Another issue they'd have is language. Unless they speak Portuguese, it's going to be even harder to find employment. 

If they have a UK/EU connection/passport then getting in isn't a problem and from the little experience I have, getting in without that connection isn't impossible but nor is it easy...... Going self employed and/or setting up a business would probably be a lot easier than getting a job.
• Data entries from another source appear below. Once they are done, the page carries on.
PR #3609, opened 2025-08-07
apply min sample size check to specific termdb routes

siosonel:
# Description

To test:
- pull the `sjpp/protected-fix` branch
- open http://localhost:3000/example.auth.html?dslabel=SJLife&route=termdb and follow the instructions to set up a fake-jwt
- create a filter with <10 samples, then open charts: should be an error when the user is not logged in, no error when logged in

## Checklist

### DIFF
--- a/server/src/auth.js
+++ b/server/src/auth.js
@@ -16,7 +16,7 @@ const defaultApiMethods = {
 	getJwtPayload, // declared below
 	canDisplaySampleIds: (req, ds) => {
 		if (!ds.cohort.termdb.displaySampleIds) return false
-		return authApi.userCanAccess(req, ds)
+		return authApi.userCanAccess(req, ds, protectedRoutes.samples)
 	},
 	// these open-acces, default methods may be replaced by maySetAuthRoutes()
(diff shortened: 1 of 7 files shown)


server/src/auth.js
```diff
@@ -205,10 +205,11 @@ function mayReshapeDsCredentials(creds) {
 	}
 }
 
-// TODO: should create a checker function for each route that may be protected
+// TODO: should create a checker function for each route group that may be protected
 const protectedRoutes = {
 	termdb: ['matrix'],
-	samples: ['singleSampleData', 'getAllSamples', 'scatter', 'convertSampleId', 'getSamplesByName']
+	samples: ['singleSampleData', 'getAllSamples', 'scatter', 'convertSampleId', 'getSamplesByName'],
+	minSampleSize: ['/termdb/barsql', 'matrix', 'cuminc', 'survival', 'regression', 'scatter']
```
siosonel, line 212: @gavrielm these server routes correspond to charts that we expect to have a min sample requirement, and not to other routes like `/termdb/categories` that break filter construction if a min sample size is enforced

If you send me a PM with your email address, I'll be happy to talk to my local man in Govt here and put him in touch with you if he thinks he can offer you any helpful advice.


----------



## canoeman (Mar 3, 2011)

In the trade your looking for your friend then you need the more heavy industrial areas than the Algarve Lisbon, Porto or Coimbra where there is an industrial pipe manufacturing firm, but still think in current times then a National will get preference in any job oppurtunities


----------



## biancadwyer (Aug 4, 2013)

How do I send a PM?


----------



## travelling-man (Jun 17, 2011)

I'll PM you and give you my email address and you'll get a notification.


----------



## travelling-man (Jun 17, 2011)

Oops....... I don't seem to be able to send you a PM even though you have made the minimum number of posts required to receive them...... give me a little while and I'll try to speak to someone and sort it out.


----------



## canoeman (Mar 3, 2011)

Or you click on the dot next to TM's name, select send a PM, type in a title, type message and send


----------



## travelling-man (Jun 17, 2011)

It's now working so I've sent a PM with my email address.


----------